Diagnostic, Treatment Differences Between Idiopathic Pulmonary Fibrosis and Connective Tissue Disease Underscored

Diagnostic, Treatment Differences Between Idiopathic Pulmonary Fibrosis and Connective Tissue Disease Underscored

Connective Tissue DiseaseA new study entitled “Spectrum of diffuse parenchymal lung diseases with special reference to idiopathic pulmonary fibrosis and connective tissue disease: An eastern India experience” describes a prospective analysis performed in India to assess the burden of diffuse parenchymal lung diseases (DPLD), particularly two DPLD-causative disorders, idiopathic pulmonary fibrosis and connective tissue disease. The study was published in the journal Lung India.

Diffuse parenchymal lung diseases (DPLD) represent a varied set of disorders, however, all are characterized by defects in lung tissue and the alveoli, the space around the air sacs of the lungs. There are multiple causes for DPLD, including inhaled substances, certain types of cancer, drugs, infections, connective tissue disease (CTC) and idiopathic (unknown causes). Among idiopathic causes, Idiopathic Pulmonary Fibrosis (IPF) is a disease with one of the most severe outcomes. In India, an increase in the prevalence of IPF is currently being reported, however, it is important to distinguish between IPF and other CTC-DPLD disorders, since its prognosis and treatment is imperative for optimal patient outcomes.

In this study, the authors performed a prospective analysis, including clinical, imaging and laboratory data, on DPLD disorders in India, and subsequently compared both DPLD-causative disorders, IPF and CTD-DPLD.

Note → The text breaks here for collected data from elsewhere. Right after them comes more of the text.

Issue #1428, opened 2026-04-14
Provide akka-projection-slick for slick 3.6.1


domdorn:
My customer with lightbend subscription wants to upgrade from slick 3.5.1 to slick 3.6.1 . 
Unfortunately, I do not have credentials for the lightbend portal [Lightbend Portal](https://portal.lightbend.com/) as mentioned in the issue template, (which btw. does not provide a way to login)

 ### Versions used 

Akka version: 
1.6.21

### Expected Behavior

upgrading to slick 3.6.1 is possible

### Actual Behavior

failure to upgrade due to:
```
[error]         * com.typesafe.slick:slick-hikaricp_2.13:3.6.1 (pvp) is selected over 3.5.1
[error]             +- com.acme.project.masterdata:masterdata-service:5.11.22-0-0ad497d7-20260414-1446 (depends on 3.6.1)
[error]             +- dev.zio.metrics.micrometer:slick36-hikaricp_2.13:1.0.20 (depends on 3.6.1)
[error]             +- com.lightbend.akka:akka-persistence-jdbc_2.13:5.5.4 (depends on 3.5.1)
```

johanandren:
All tests green for a bump without any changes to the akka-projection module, shortest path for user who want is to just explicitly bump slick and keep using akka-projection 1.6.21

We'll see about bumping and getting that out, but it may take a while, since we also need to bump version upstream in akka-persistence-jdbc and release that first.

domdorn:
Thanks @johanandren

PR #1429, opened 2026-04-14
bump: Slick 3.6.1

johanandren:
References https://github.com/akka/akka-projection/issues/1428

Somewhat questionable to release in a patch of projections, since it is a minor version bump in Slick and 3.6 has some binary imcompatibilities with 3.5: https://scala-slick.org/doc/3.6.0/compat-report.html.

We probably should bump it upstream in AP-JDBC as well first before merging here.


sebastian-alfers (approved):
LGTM

PR #1430, opened 2026-04-23
perf(ddb): don't load pid when pid is inflight

leviramsey:
Discovered this while testing #1425.

If there is no sequence number for a given pid in the offset store nor one in the by-pid state (e.g. this is a new pid):

* the first-encountered event performs a load, finding no result (so the pid continues to not have a sequence number in by-pid state).  If this event has seqNr 1, it will be accepted and move inflight
* any subsequent event for that pid being encountered before an offset is saved (e.g. in an at-least-once projection) will cause validation to perform another load even though there shouldn't be one saved (since there's a general assumption of only one offset store being active for a given projectionId and slice)... the validation logic then _prefers to use the inflight seqNr instead of any loaded by-pid state_
  * the one exception to this preference is if a sequence number reset is in play: the incoming sequence number is 1 and the stored sequence number has timestamp more than `accept-sequence-number-reset-after` ago

This change adjusts validation to only load the pid if the pid isn't inflight or if the incoming event might indicate a sequence number reset (this may be excessively conservative).

### DIFF
--- a/akka-projection-dynamodb/src/main/scala/akka/projection/dynamodb/internal/DynamoDBOffsetStore.scala
+++ b/akka-projection-dynamodb/src/main/scala/akka/projection/dynamodb/internal/DynamoDBOffsetStore.scala
@@ -796,7 +796,16 @@ private[projection] class DynamoDBOffsetStore(
     val pid = recordWithOffset.record.pid
     val seqNr = recordWithOffset.record.seqNr
 
-    load(pid).flatMap { currentState =>
+    // If the pid is currently in flight, we'll prefer that pid over current state in all cases except when it's a sequence number
+    // reset, so only attempt the load if not inflight or if seqNr is 1 and we allow sequence number reset
+    val loadedIfNecessary =
+      if (currentInflight.contains(pid)) {
+        if (seqNr > 1 || settings.acceptSequenceNumberResetAfter.isEmpty)
+          Future.successful(state.get()) // definitely not a seqNr reset
+        else load(pid)
+      } else load(pid)
+
+    loadedIfNecessary.flatMap { currentState =>
       try {
         val duplicate = currentState.isDuplicate(recordWithOffset.record, settings.acceptSequenceNumberResetAfter)
 
--- a/akka-projection-dynamodb/src/main/scala/akka/projection/dynamodb/internal/DynamoDBOffsetStore.scala
+++ b/akka-projection-dynamodb/src/main/scala/akka/projection/dynamodb/internal/DynamoDBOffsetStore.scala
@@ -796,16 +796,14 @@ private[projection] class DynamoDBOffsetStore(
     val pid = recordWithOffset.record.pid
     val seqNr = recordWithOffset.record.seqNr
 
-    // If the pid is currently in flight, we'll prefer that pid over current state in all cases except when it's a sequence number
-    // reset, so only attempt the load if not inflight or if seqNr is 1 and we allow sequence number reset
-    val loadedIfNecessary =
-      if (currentInflight.contains(pid)) {
-        if (seqNr > 1 || settings.acceptSequenceNumberResetAfter.isEmpty)
-          Future.successful(state.get()) // definitely not a seqNr reset
-        else load(pid)
-      } else load(pid)
+    // The logic operating on the current state only requires a record for that pid in state when
+    // the pid is not inflight OR the incoming record resets the sequence number
+    val mightBeReset = (seqNr == 1) && settings.acceptSequenceNumberResetAfter.isDefined
+    val currentStateFut =
+      if (mightBeReset || !currentInflight.contains(pid)) load(pid)
+      else Future.successful(state.get())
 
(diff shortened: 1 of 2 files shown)


akka-projection-dynamodb/src/main/scala/akka/projection/dynamodb/internal/DynamoDBOffsetStore.scala
```diff
@@ -796,7 +796,16 @@ private[projection] class DynamoDBOffsetStore(
...
 
-    load(pid).flatMap { currentState =>
+    // If the pid is currently in flight, we'll prefer that pid over current state in all cases except when it's a sequence number
+    // reset, so only attempt the load if not inflight or if seqNr is 1 and we allow sequence number reset
+    val loadedIfNecessary =
+      if (currentInflight.contains(pid)) {
+        if (seqNr > 1 || settings.acceptSequenceNumberResetAfter.isEmpty)
+          Future.successful(state.get()) // definitely not a seqNr reset
+        else load(pid)
+      } else load(pid)
```
johanandren: Would read cleaner if structured like a single if-else and inverting the boolean check:
```scala
val mightBeReset = seqNr == 1 && settings.acceptSequenceNumberResetAfter.isDefined
val loadedState =
  if (currentInflight.contains(pid) && !mightBeReset) Future.successful(state.get())
  else load(pid)
```

akka-projection-dynamodb/src/test/scala/akka/persistence/dynamodb/internal/DynamoDBOffsetStoreSpec.scala
```diff
@@ -116,6 +118,7 @@ object DynamoDBOffsetStoreSpec {
   def uuid() = UUID.randomUUID().toString
 
   val baseSettings = DynamoDBProjectionSettings(config.getConfig("akka.projection.dynamodb"))
+    .withAcceptSequenceNumberResetAfter(3600.seconds)
```
johanandren: Add a comment about it never triggering, and just being set just to test the optimization branch.

akka-projection-dynamodb/src/main/scala/akka/projection/dynamodb/internal/DynamoDBOffsetStore.scala
```diff
@@ -796,7 +796,16 @@ private[projection] class DynamoDBOffsetStore(
     val pid = recordWithOffset.record.pid
     val seqNr = recordWithOffset.record.seqNr
 
-    load(pid).flatMap { currentState =>
+    // If the pid is currently in flight, we'll prefer that pid over current state in all cases except when it's a sequence number
+    // reset, so only attempt the load if not inflight or if seqNr is 1 and we allow sequence number reset
+    val loadedIfNecessary =
```
johanandren: What it is over how it came to be?
```suggestion
    val currentStateFuture =
```

akka-projection-dynamodb/src/test/scala/akka/persistence/dynamodb/internal/DynamoDBOffsetStoreSpec.scala
```diff
@@ -323,5 +325,42 @@ class DynamoDBOffsetStoreSpec
...
+      val validation1 = offsetStore.validate(env0)
+      dao.probesByPid.get("p1").expectMessageType[LoadSequenceNumber].promise.success(None)
+      // offset store state does not have a seqNr for p1
+      validation1.futureValue shouldBe Validation.Accepted
+      offsetStore.addInflight(env0)
+      val validation2 = offsetStore.validate(env1)
+      validation2.futureValue shouldBe Validation.Accepted // no load attempted
+      dao.probesByPid.get("p1").expectNoMessage(30.millis)
+      offsetStore.addInflight(env1)
+      // for whatever reason, no save of the offsets...
```
johanandren:
```suggestion
      // no offset save in between, so state still has no record for p1
```

johanandren (commented):
Looks good, some nitpicks mostly

patriknw (commented):
looking good

akka-projection-dynamodb/src/test/scala/akka/persistence/dynamodb/internal/DynamoDBOffsetStoreSpec.scala
leviramsey: The test case does trigger a seqNr reset?

* seqNr 1 and 2 from the old epoch (3610 and 3609.9 seconds ago)
* reset seqNr 1 from 5 seconds ago

johanandren: Ah, ofc, a bit tricky then that it is a global setting for just the one test case, so maybe a comment about that instead then.

johanandren (approved):
LGTM

patriknw (approved):
LGTM

PR #609, opened 2021-11-16
Add slices to EventSourcedProvider and DurableStateSourceProvider

patriknw:
* using a snapshot version of Akka
* and documentation of SourceProvider for eventsBySlices and changesBySlices

PR #1437, opened 2026-05-20
chore: improvements around dynamic scaling of sharded daemon processes

johanandren:
`ShardedDaemonProcess` keeps the current number of processes in distributed data, and the `(initial)NumberOfInstances` argument is only used on first start. Several gRPC projection samples and the internal `ReplicationImpl` computed `sliceRanges` outside the behavior factory, sized by the configured number. If ddata held a different (e.g. previously rescaled) count, processes with a processNumber outside the configured range would crash with `IndexOutOfBoundsException` on every keep-alive tick, silently degrading the projection to only the lowest-numbered instances doing useful work.

This PR migrates all affected sites to the pattern already used by the r2dbc/dynamodb doc examples: compute `sliceRanges` inside the factory from `daemonContext.totalProcesses`, and use `initWithContext` so it picks up rescale events.

The samples don't do rescaling themselves but could end up being the starting point for users who later would do rescaling.

### DIFF
--- a/akka-projection-grpc/src/main/scala/akka/projection/grpc/replication/internal/ReplicationImpl.scala
+++ b/akka-projection-grpc/src/main/scala/akka/projection/grpc/replication/internal/ReplicationImpl.scala
@@ -208,7 +208,7 @@ private[akka] object ReplicationImpl {
     }
     ShardedDaemonProcess(system).initWithContext[ProjectionBehavior.Command](
       sanitizeActorName(projectionName),
-      remoteReplica.numberOfConsumers, { (context: ShardedDaemonProcessContext) =>
+      remoteReplica.numberOfConsumers, { context =>
         val sliceRanges = Persistence(system).sliceRanges(context.totalProcesses)
         val sliceRange = sliceRanges(context.processNumber)
         val projectionKey = s"${sliceRange.min}-${sliceRange.max}"
--- a/akka-projection-grpc/src/main/scala/akka/projection/grpc/replication/internal/ReplicationImpl.scala
+++ b/akka-projection-grpc/src/main/scala/akka/projection/grpc/replication/internal/ReplicationImpl.scala
@@ -168,7 +168,6 @@ private[akka] object ReplicationImpl {
       projectionName.size < 255,
       s"The generated projection name for replica [${remoteReplica.replicaId.id}]: '$projectionName' is too long to fit " +
       "in the database column, must be at most 255 characters. See if you can shorten replica or entity type names.")
-    val sliceRanges = Persistence(system).sliceRanges(remoteReplica.numberOfConsumers)
 
     val grpcQuerySettings = {
       val s = GrpcQuerySettings(settings.streamId).withFromReplica(remoteReplica.replicaId)
@@ -207,9 +206,11 @@ private[akka] object ReplicationImpl {
         case Some(role) => defaultWithShardingSettings.withRole(role)
       }
     }
-    ShardedDaemonProcess(system).init(sanitizeActorName(projectionName), remoteReplica.numberOfConsumers, {
-      idx =>
-        val sliceRange = sliceRanges(idx)
+    ShardedDaemonProcess(system).initWithContext[ProjectionBehavior.Command](
+      sanitizeActorName(projectionName),
+      remoteReplica.numberOfConsumers, { (context: ShardedDaemonProcessContext) =>
+        val sliceRanges = Persistence(system).sliceRanges(context.totalProcesses)
+        val sliceRange = sliceRanges(context.processNumber)
         val projectionKey = s"${sliceRange.min}-${sliceRange.max}"
         val projectionId = ProjectionId(projectionName, projectionKey)
 
@@ -319,7 +320,9 @@ private[akka] object ReplicationImpl {
           sliceRange.min,
           sliceRange.max)
         ProjectionBehavior(settings.projectionProvider(projectionId, sourceProvider, replicationFlow, system))
-    }, shardedDaemonProcessSettings, Some(ProjectionBehavior.Stop))
+      },
+      shardedDaemonProcessSettings,
+      ProjectionBehavior.Stop)
   }
 
   /**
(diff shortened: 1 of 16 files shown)


akka-projection-grpc/src/main/scala/akka/projection/grpc/replication/internal/ReplicationImpl.scala
```diff
@@ -207,9 +206,11 @@ private[akka] object ReplicationImpl {
         case Some(role) => defaultWithShardingSettings.withRole(role)
       }
     }
-    ShardedDaemonProcess(system).init(sanitizeActorName(projectionName), remoteReplica.numberOfConsumers, {
-      idx =>
-        val sliceRange = sliceRanges(idx)
+    ShardedDaemonProcess(system).initWithContext[ProjectionBehavior.Command](
+      sanitizeActorName(projectionName),
+      remoteReplica.numberOfConsumers, { (context: ShardedDaemonProcessContext) =>
```
patriknw: is `: ShardedDaemonProcessContext` needed here?
also strange formatting to have two parameters on same line here?

docs/src/main/paradox/running.md
```diff
@@ -102,6 +102,16 @@ For this example, we configure as many `ShardedDaemonProcess` as tags and we def
 
 For graceful stop it is recommended to use @scala[`ProjectionBehavior.Stop`]@java[`ProjectionBehavior.stop()`] message.
 
+### Changing the number of projection instances
+
+@@@ warning
+The `numberOfInstances`/`initialNumberOfInstances` argument passed to `ShardedDaemonProcess.init`/`initWithContext` is only used the first time a given Sharded Daemon Process is started. After that the running count is kept in distributed data and is authoritative — redeploying with a different argument value alone will **not** change the number of running projection instances.
+
+To change the number at runtime use the `ChangeNumberOfProcesses` command on the `ActorRef[ShardedDaemonProcessCommand]` returned from `initWithContext`, as described in @extref:[Sharded Daemon Process dynamic scaling](akka:typed/cluster-sharded-daemon-process.html#dynamic-scaling-of-number-of-workers).
```
patriknw: this might need some scala vs java variation of `ActorRef[` or just use `ActorRef`

samples/grpc/iot-service-java/src/main/java/iot/temperature/TemperatureEvents.java
```diff
@@ -81,17 +82,20 @@ public static void initPushedEventsConsumer(ActorSystem<?> system) {
...
             ProjectionBehavior.Command.class,
             "TemperatureProjection",
-            sliceRanges.size(),
-            i -> ProjectionBehavior.create(projection(system, sliceRanges.get(i))),
-            ProjectionBehavior.stopMessage());
+            numberOfSliceRanges,
+            daemonContext -> {
+              var sliceRanges =
+                  EventSourcedProvider.sliceRanges(
+                      system, R2dbcReadJournal.Identifier(), daemonContext.totalProcesses());
```
patriknw, line 93: why do we use EventSourcedProvider here and in some other places
```
Persistence(system).sliceRanges(context.totalProcesses)
```

would be easier to always use Persistence.sliceRanges?

samples/grpc/iot-service-java/src/main/java/iot/temperature/TemperatureEvents.java
```diff
@@ -81,17 +82,20 @@ public static void initPushedEventsConsumer(ActorSystem<?> system) {
     var numberOfSliceRanges =
         system.settings().config().getInt("iot-service.temperature.projections-slice-count");
 
-    var sliceRanges =
-        EventSourcedProvider.sliceRanges(
-            system, R2dbcReadJournal.Identifier(), numberOfSliceRanges);
-
     ShardedDaemonProcess.get(system)
-        .init(
+        .initWithContext(
```
patriknw, line 86: do we want to promote initWithContext in all places, even if scaling isn't used/needed? the signature looks more complex than init?

samples/grpc/iot-service-java/src/main/java/iot/temperature/TemperatureEvents.java
johanandren: Agree, strange

samples/grpc/iot-service-java/src/main/java/iot/temperature/TemperatureEvents.java
johanandren: Hmm, good point, I went for all the places to make sure anything users could copy paste is safe to evolve/scale, but maybe that is overdoing it.

akka-projection-grpc/src/main/scala/akka/projection/grpc/replication/internal/ReplicationImpl.scala
johanandren: Type seems superfluous, formatting is scalafmt:s doing, won't allow me to format it sensible

samples/grpc/iot-service-java/src/main/java/iot/temperature/TemperatureEvents.java
johanandren: 21 places across projections samples and specs (!!)

johanandren: What it adds is looking up the read journal for that specific plugin/config, so that the actual journal could have some other slicing scheme. 

But in practice it is always the same, so should we always use the simpler one? In that case, why does the `EventSourcedProvider#sliceRanges` even exist?

PR adding the method didn't shed any light on it https://github.com/akka/akka-projection/pull/609

patriknw: ok, I would guess that the guy thought it would be nice to stay within projections api surface and not reach out to persistence. It's typically used together with 
```
        EventSourcedProvider.eventsBySlices(
            system,
            R2dbcReadJournal.Identifier(),
            PRODUCER_ENTITY_TYPE,
            sliceRange.first(),
            sliceRange.second());
```

Let's leave it as is, using `EventSourcedProvider#sliceRanges`

patriknw: Might look better to move the whole slice range stuff into the `projection` method, and just pass the totalProcesses to that method, but not very important.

The analysis was performed for a period of one year with patients diagnosed with DPLD, either by having clinical features and pulmonary function tests suggestive of the disease, in patients with ages 12 and up. The patients were enrolled in the Pulmonary Medicine Department of a tertiary care teaching institution in eastern India. The analysis included 92 patients with DPLD and a variety of causes for the disease: 35 patients had IPF, 29 patients had CTD-DPLD, 10 patients had hypersensitivity pneumonitis and 5 patients had sarcoidosis and other 5 had silicosis. Thus, the authors observed that IPF was indeed the most common cause of DPLD (responsible for 38% of the cases), closely followed by CTD-DPLD (with 31.5%). However, CTD-DPLD patients were younger, with a mean of 39.5 years old while IPF patients registered a mean age of 56.9 years old; additionally, CTD-DPLD patients exhibited symptoms for longer periods (3.5 years) when compared to IPF patients (2.5 years), with more extrapulmonary features and improved physiological parameters, which resulted in a more positive response to therapy when compared to IPF patients.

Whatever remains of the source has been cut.